*Task goal*
Read the data, and whenever a line holds the word "take", report that line.

------ Entries supplied

PR #4861, opened 2018-03-22
fix: ipfs file ls: list node size for directories

### LINKED ISSUE #4580: Reported directory size always 0
go-ipfs version: 0.4.13-
Repo version: 6
System version: amd64/linux
Golang version: go1.9.2

#### Description:
The size of directories, returned from the API server, is always `0` - instead of the sum of the directory's contents.

Example:
```sh
$ ipfs --enc=json file ls /ipfs/QmYcutogfHrrxigzVw2Vi8P1cdiuXNn9VecL9cy95wB9MP
```

Result:
```json
{
  "Arguments": {
    "/ipfs/QmYcutogfHrrxigzVw2Vi8P1cdiuXNn9VecL9cy95wB9MP": "QmYcutogfHrrxigzVw2Vi8P1cdiuXNn9VecL9cy95wB9MP"
  },
  "Objects": {
    "QmYcutogfHrrxigzVw2Vi8P1cdiuXNn9VecL9cy95wB9MP": {
      "Hash": "QmYcutogfHrrxigzVw2Vi8P1cdiuXNn9VecL9cy95wB9MP",
      "Size": 0,
      "Type": "Directory",
      "Links": [
        {
          "Name": "reindex",
          "Hash": "Qmac74sj9SgTVVVHFgWrFL6wyUQ8k8sgK4LYcEPTNoz3jW",
          "Size": 18132,
          "Type": "Directory"
        }
      ]
    }
  }
}
```

Expected size: `18132`, plus actual directory data (i.e. filenames).

schomatis:
List the size of the underlying node for directories to honor the unix API.

If a test is needed: only the JSON encoding outputs the file size and I'm not sure how to process that with the `sharness` framework.

Fixes #4580.


schomatis:
I was looking at the test file `t0250-files-api.sh` when I should have checked `t0200-unixfs-ls.sh`, I'll fix the second test.

lgierth:
It would be good to take directory sharding into account here too -- a directory is a `unixfspb.Data_HAMTShard` in these cases. We'd probably want the combined size of all shards.

Stebalien:
> It would be good to take directory sharding into account here too -- a directory is a unixfspb.Data_HAMTShard in these cases. We'd probably want the combined size of all shards.

Really, directories should *list* their sizes. Recursively reading the size of the hamt is going to be really annoying.

lgierth:
Not the size of the contents, just the raw size of the (sharded) directory object. Or do you mean that's something to precompute and stick into the object?

Stebalien:
> Not the size of the contents, just the raw size of the (sharded) directory object. 

That still involves traversing the sharded directory. Not that bad, just annoying.

> Or do you mean that's something to precompute and stick into the object?

Yeah. Ideally, *everything* would have a filesize.

whyrusleeping:
> Yeah. Ideally, everything would have a filesize.

Add that to the ipld unixfs requirements listing

Stebalien:
> Add that to the ipld unixfs requirements listing

https://github.com/ipfs/ipld-unixfs/issues/7

schomatis:
I got lost after the sharded directory comments, should I modify something of this PR?

Stebalien:
@schomatis so, we've been discussing this:

* https://github.com/ipfs/unixfs-v2/issues/7
* https://github.com/ipfs/unixfs-v2/issues/9

And I'm now less convinced we should actually include the size. Normally, filesize tells you how big a file would be when downloaded. However, the directory size (in bytes) won't really tell you anything useful. Thoughts? I don't really have any strong opinions. My initial opinion was "follow unix" but I'm now less convinced.

kevina:
> follow unix

Is not a good guide on this.  Unix uses the physical directory size (that is the list of inodes), not the size of the contents, or even the number of entries.  In some ways this makes sense and it is also easy to implement, but it isn't very useful and it doesn't really make sense for us.

schomatis:
As suggested in the previous comments, this PR doesn't seems to add much value, closing.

------------

*Task solution*
It would be good to take directory sharding into account here too -- a directory is a `unixfspb.Data_HAMTShard` in these cases. We'd probably want the combined size of all shards.
> It would be good to take directory sharding into account here too -- a directory is a unixfspb.Data_HAMTShard in these cases. We'd probably want the combined size of all shards.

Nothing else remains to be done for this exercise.